• Exercise directions
Look through the records, and wherever the string "want" turns up, copy out that line.

━━━━━━━━━━━━━━━━

PR #405, opened 2021-09-30
packaging: Move Debian watch and packit to tar.xz

martinpitt:
These two places were forgotten in commit 544cb90b70.


marusak (approved):
Thanks!

PR #409, opened 2021-10-04
Fix persistent hotplug of vNIC to domain with MAC autogenerated

skobyda:
virt-xml contains a bug when a vNIC is gotplugged into a VM, with MAC
address unspecified, it generates different MAC addresses for online and
offline XML.
We can generate our own MAC address.

### DIFF
--- a/src/components/vm/nics/vmNicsCard.jsx
+++ b/src/components/vm/nics/vmNicsCard.jsx
@@ -68,7 +68,7 @@ export class VmNetworkActions extends React.Component {
     }
 
     render() {
-        const { vm, networks } = this.props;
+        const { vm, vms, networks } = this.props;
         const id = vmId(vm.name);
         const availableSources = {
             network: networks.map(network => network.name),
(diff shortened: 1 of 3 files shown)


KKoukiou (dismissed):
Ignore just saw the bug report in the tests.

src/components/vm/nics/vmNicsCard.jsx
```diff
@@ -359,7 +361,7 @@ export class VmNetworkTab extends React.Component {
                         objectType: _("network interface"),
                         objectName: network.mac,
                         onClose: () => this.setState({ deleteDialogProps: undefined }),
-                        deleteHandler: () => domainDetachIface({ connectionName: vm.connectionName, mac: network.mac, vmName: vm.name, live: vm.state === 'running', persistent: vm.persistent }),
+                        deleteHandler: () => domainDetachIface({ connectionName: vm.connectionName, mac: network.mac, vmName: vm.name, live: vm.state === 'running', persistent: nicPersistent }),
```
KKoukiou, line 364: I don't understand this change here, we used to check if the VM is not persistent, so that we do --no-define when running the virt-xml, That sounds correct, why you change this?

skobyda: That would not work in a situation when a VM is persistend, but the vNIC is not. When you have a running VM, and during attachment of vNIC you decide to not pick `Always attach` option, then vNIC is defined only in live XML. 
Therefore when removing such vNIC, not calling --no-define would result in an error.
Therefore for detaching vNICs, it's the persistence of vNIC we need to look at

PR #419, opened 2021-10-11
Some test cleanups

martinpitt:


martinpitt:
I am still trying to debug the ubuntu test skip in `TestMachinesHostDevs.testHostDevAddSessionConnection`. The root cause is that creating the VM silently seems to fail. The test does
```
+ su - admin -c 'export XDG_RUNTIME_DIR=/run/user/$(id -u admin); virt-install --connect qemu:///session --name subVmTest1 --os-variant cirros0.4.0 --boot hd,network --vcpus 1 --memory 128 --import --disk /home/admin/.local/share/libvirt/images/subVmTest1-2.img --graphics none --console file,target.type=serial,source.path=/var/log/libvirt/console-subVmTest1.log --print-step 1 > /tmp/xml-session && virsh -c qemu:///session define /tmp/xml-session'
Domain 'subVmTest1' defined from /tmp/xml-session
```

But when I log into the VM, and do `su - admin`, I don't really see it:

```
admin@ubuntu:~$ export XDG_RUNTIME_DIR=/run/user/1000
admin@ubuntu:~$ virsh list --all
 Id   Name   State
--------------------
```

I only see it with an explicit `-c`:

```
$ virsh -c qemu:///session list --all 
 Id   Name         State
-----------------------------
 -    subVmTest1   shut off

```

Likewise, cockpit shows subVmTest1 as **system** VM, so somehow being an user does not default to "session" as usual. 

And indeed:
```
admin@ubuntu$ virsh uri
qemu:///system
```

A-ha!

After `sudo deluser admin libvirt`, it fails more explicitly:
```
$ virsh uri
error: failed to connect to the hypervisor
error: Failed to connect socket to '/var/run/libvirt/libvirt-sock': Permission denied
```

This happens even if I `ssh admin@c`, and thus get a proper login session.

So something is really wrong -- this happens with a clean `./vm-run ubuntu-stable` from bots even, there is nothing in c-machines' test preparation.

martinpitt:
With adding `-c` explicitly, I now get a more direct error:
```
+ su - admin -c 'export XDG_RUNTIME_DIR=/run/user/$(id -u admin); virsh -c qemu:///session nodedev-list --cap 0'
error: Invalid capability type
```

With manual ssh:
```
$ virsh -c qemu:///session nodedev-list --cap 0
error: Invalid capability type

$ virsh -c qemu:///session nodedev-list 
block_vda_ROOT
computer
drm_card0
net_eth0_52_54_00_12_34_56
net_eth1_52_54_01_00_00_01
net_lo_00_00_00_00_00_00
pci_0000_00_00_0
pci_0000_00_01_0
pci_0000_00_01_1
pci_0000_00_01_2
pci_0000_00_01_3
pci_0000_00_02_0
pci_0000_00_03_0
pci_0000_00_04_0
pci_0000_00_05_0
pci_0000_00_06_0
pci_0000_00_0e_0
pci_0000_00_0f_0
scsi_0_0_1_0
scsi_generic_sg0
scsi_host0
scsi_host1
scsi_host2
scsi_target0_0_1
usb_1_0_1_0
usb_usb1
```

martinpitt:
The test [does not work on ubuntu-2004](https://logs-https-frontdoor.apps.ocp.ci.centos.org/logs/pull-419-20211011-064836-dbf623a4-ubuntu-2004/log.html#68), but does now on ubuntu stable. I'll take a quick look, and either skip or fix (most probably an unsupported feature on old libvirt)

KKoukiou (approved):
Thank you!!

PR #427, opened 2021-10-15
Arch testing support

jelly:


test/vm.install
```diff
@@ -43,8 +43,20 @@ if [ -d /var/tmp/debian ]; then
...
+elif [ -d /var/tmp/arch ]; then
+    # build source package
+    cd /var/tmp
+    TAR=$(ls cockpit-machines-*.tar.xz)
+    VERSION="${TAR#cockpit-machines-}"
+    VERSION="${VERSION%.tar.xz}"
 
+    cp arch/PKGBUILD .
+    sed -i "s/VERSION/$VERSION/" PKGBUILD
+    sed -i "s/SOURCE/$TAR/" PKGBUILD
```
martinpitt, line 55: Unimportant, but for the future: put both s// sed commands into one CLI call (semicolon separated).

test/check-machines-create
```diff
@@ -378,20 +378,21 @@ class TestMachinesCreate(VirtualMachinesCase):
...
 
         runner.createAndVerifyQemuConfParsedTest(
-                TestMachinesCreate.VmDialog(self, sourceType='file',
-                                            storage_pool="NoStorage",
-                                            location=config.NOVELL_MOCKUP_ISO_PATH),
-                vnc_listen, "127.0.0.1", vnc_passwd, None)
+            TestMachinesCreate.VmDialog(self, sourceType='file',
+                                        storage_pool="NoStorage",
+                                        location=config.NOVELL_MOCKUP_ISO_PATH),
+            vnc_listen, "127.0.0.1", vnc_passwd, None)
```
martinpitt, line 384: Unrelated whitespace change. Would be better as separate commit. (Same a bit below)

test/check-machines-create
```diff
@@ -1131,6 +1132,11 @@ class TestMachinesCreate(VirtualMachinesCase):
                     "cp {0}/cert.pem /usr/local/share/ca-certificates/cert.crt".format(self.test_obj.vm_tmpdir),
                     "update-ca-certificates"
                 ]
+            elif self.machine.image.startswith("arch"):
+                cmds += [
+                    "cp {0}/cert.pem /etc/ca-certificates/trust-source/anchors/cert.pem".format(self.test_obj.vm_tmpdir),
+                    "update-ca-trust"
+                ]
```
martinpitt, line 1139: This and the following arch specific code would fit better into the previous commit. This one is "test: skip failing tests due to missing dependencies", which really should just have the skipImage bits.

test/check-machines-consoles
```diff
@@ -99,6 +99,7 @@ class TestMachinesConsoles(VirtualMachinesCase):
     def testInlineConsoleWithUrlRoot(self, urlroot=""):
         self.testInlineConsole(urlroot="/webcon")
 
+    @skipImage('TODO: setlocale: No such file or directory', "arch")
```
martinpitt, line 102: How can we fix this without blocking on a new upstream glibc? Could we set `LANG=en_US.UTF-8` for arch?

FTR, I'm totally fine with this TODO skip, I just wouldn't want to keep it around for a year.

test/machineslib.py
```diff
@@ -277,6 +277,10 @@ def setUp(self):
         # Ignoring just to unbreak tests for now
         self.allow_journal_messages("Failed to get COMM: No such process")
 
+        # FIXME: Testing on Arch Linux fails randomly with networkmanager time outs while the test passes.
```
martinpitt, line 280: This commit message has a "networmanager" typo. Please fix it to unbreak commit log searches.

martinpitt (changes requested):
Great work! :partying_face: 

Just some minor commit shuffling to do. Can you please also rebase to latest main, to get packit results?

test/check-machines-consoles
jelly: Should be fixed in February, but yeah still need to figure this one out. Skipped it for now to not block the whole PR.

test/check-machines-create
jelly: Sorry about that, I made my editor lint/fix things which usually goes fine except when it doesn't :)

martinpitt (approved):
Rocking! branch was not rebased, so still no packit, but the changes here seem safe.

martinpitt:
@jelly : Can you please send a bots PR which enables arch for main?

PR #443, opened 2021-11-01
test: add a check about detaching NIC of a off VM

yunmingyang:


test/check-machines-nics
```diff
@@ -139,6 +140,20 @@ class TestMachinesNICs(VirtualMachinesCase):
         b.wait_not_present(".pf-c-modal-box")
         b.wait_not_present("#vm-subVmTest1-network-1-mac")
 
+        self.performAction("subVmTest1", "off")
```
KKoukiou, line 143: This is also tested at https://github.com/cockpit-project/cockpit-machines/blob/main/test/check-machines-nics#L266 

If you want to have it better organized we can move that deletion code into the testNICDelete test.

yunmingyang: Yeah, I think that is also better for align this verify case with polarion cases. So should I need to move the case in this PR? And should I need some other modifications?

KKoukiou: Moving the relevant code is enough.

yunmingyang: It seems that the new added check is the same with the original one, so I just remove the original check

KKoukiou: Actually the check is not the same. The previous code was covering  https://github.com/cockpit-project/cockpit/commit/7c041b8f8574cfadaf9ea4272d95da4f1f7cca80, so https://bugzilla.redhat.com/show_bug.cgi?id=1791543

There need to be two interfaces for this.

yunmingyang: Thanks. This issues is too old, so I provision a rhel 8.2 machine to reproduce this issue. And for reproducing the second "Actual results" of the issue, we need add another two network interfaces, and the type of the second one must be bridge. So, according above, I add a few lines. Please check and remind me if something is wrong, many thanks

test/check-machines-nics
```diff
@@ -139,6 +140,26 @@ class TestMachinesNICs(VirtualMachinesCase):
...
+        b.wait_in_text("body", "Virtual machines")
+        # Check NIC MAC addresses
+        b.wait_text("#vm-subVmTest1-network-1-mac", "52:54:00:4b:73:5f")
+        b.wait_text("#vm-subVmTest1-network-2-mac", "52:54:00:4b:73:6f")
+        b.wait_text("#vm-subVmTest1-network-3-mac", "52:54:00:4b:73:4f")
+        # Detach
+        self.deleteIface(2)
+        # Make sure popup dialog disappeared
+        b.wait_not_present(".pf-c-modal-box")
+        b.wait_not_present("#vm-subVmTest1-network-2-mac")
```
KKoukiou, line 161: I think this will fail, as the indexing is done according to the position in the list. So deleting the second element, will make the third sedond.

yunmingyang: OK, re-push. And I found a weird thing. Sometimes, after attaching three network interfaces, the VM disappeared and there is also a weird log in libvirtd(which is "internal error: End of file from qemu monitor"). I think that is the reason why the cases is pass during my last run in my laptop. Do you have any ideas about this libvirt behavior?

KKoukiou: Hey, sorry - just saw that. I have seen this error as well in the CI a few times, but not locally. If you can conistently reproduce it, please share the steps and we can debug it together.

KKoukiou (commented):
There are test failures https://logs.cockpit-project.org/logs/pull-443-20211109-104607-b20956bc-fedora-34/log.html#69 that are related.

test/check-machines-nics
yunmingyang: I’m trying to reproduce that, but it seems impossible reproduced manually, so I'm trying to reproduce it by a script, Once reproduced, I will leave a comment

yunmingyang: I am failed on reproducing that. Also it seems that it could not be reproduced every times, when running verify test( Probably reproduce 3 times in 5 times). Then I try to search suspicious points in the new case. I think the most suspicious point is "--current" since it will let the config take effect directly(get from help information of "virsh attach-interface").So I change "--current" to "--config". Then, I run the case five times, and they are all pass. So let's re-run  jobs for making sure the modification. Also, do you have another ideas?

test/check-machines-nics
```diff
@@ -139,6 +140,27 @@ class TestMachinesNICs(VirtualMachinesCase):
         b.wait_not_present(".pf-c-modal-box")
         b.wait_not_present("#vm-subVmTest1-network-1-mac")
 
+        # Detach NIC when the VM is shutoff, Also check this issue: https://bugzilla.redhat.com/show_bug.cgi?id=1791543
+        self.performAction("subVmTest1", "off")
```
KKoukiou, line 144: Does this work? I think you need forceOff

test/check-machines-nics
```diff
@@ -139,6 +140,27 @@ class TestMachinesNICs(VirtualMachinesCase):
...
+        # Attach since no NIC now
+        m.execute("virsh attach-interface --domain subVmTest1 --type network --source default --model virtio --mac 52:54:00:4b:73:5f --config")
```
KKoukiou, line 146: --config and --current should be the same for offline Vms. So you can remove it without changing the functionality.

test/check-machines-nics
yunmingyang: It works, since there is a wait(lambda: "login as 'cirros' user." in self.machine.execute("cat {0}".format(args["logfile"])), delay=3) in previous lines

test/check-machines-nics
yunmingyang: OK, but in last test run, --current brought a behavior which is the VM disappear after refreshing. I could not reproduce it manually, and when automation, it seems not to be reproduced every time. So I try to use --config instead of --current, and the cases all passed in five times, so I guess maybe we meet a issue in libvirt, which will happen when attaching nic with --current multi-times, and not 100% reproducible. I am not sure, so I think we should run test to verify that. So what's your opinion?

KKoukiou (approved):
Super, that worked! Thanks!

PR #445, opened 2021-11-04
tests: rhel-9-0 now uses modular daemons similar to fedora-35

KKoukiou:


martinpitt (approved):
Thanks! I suppose this needs to land in lockstep with the image refresh.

━━━━━━━━━━━━━━━━

• Result
FTR, I'm totally fine with this TODO skip, I just wouldn't want to keep it around for a year.
If you want to have it better organized we can move that deletion code into the testNICDelete test.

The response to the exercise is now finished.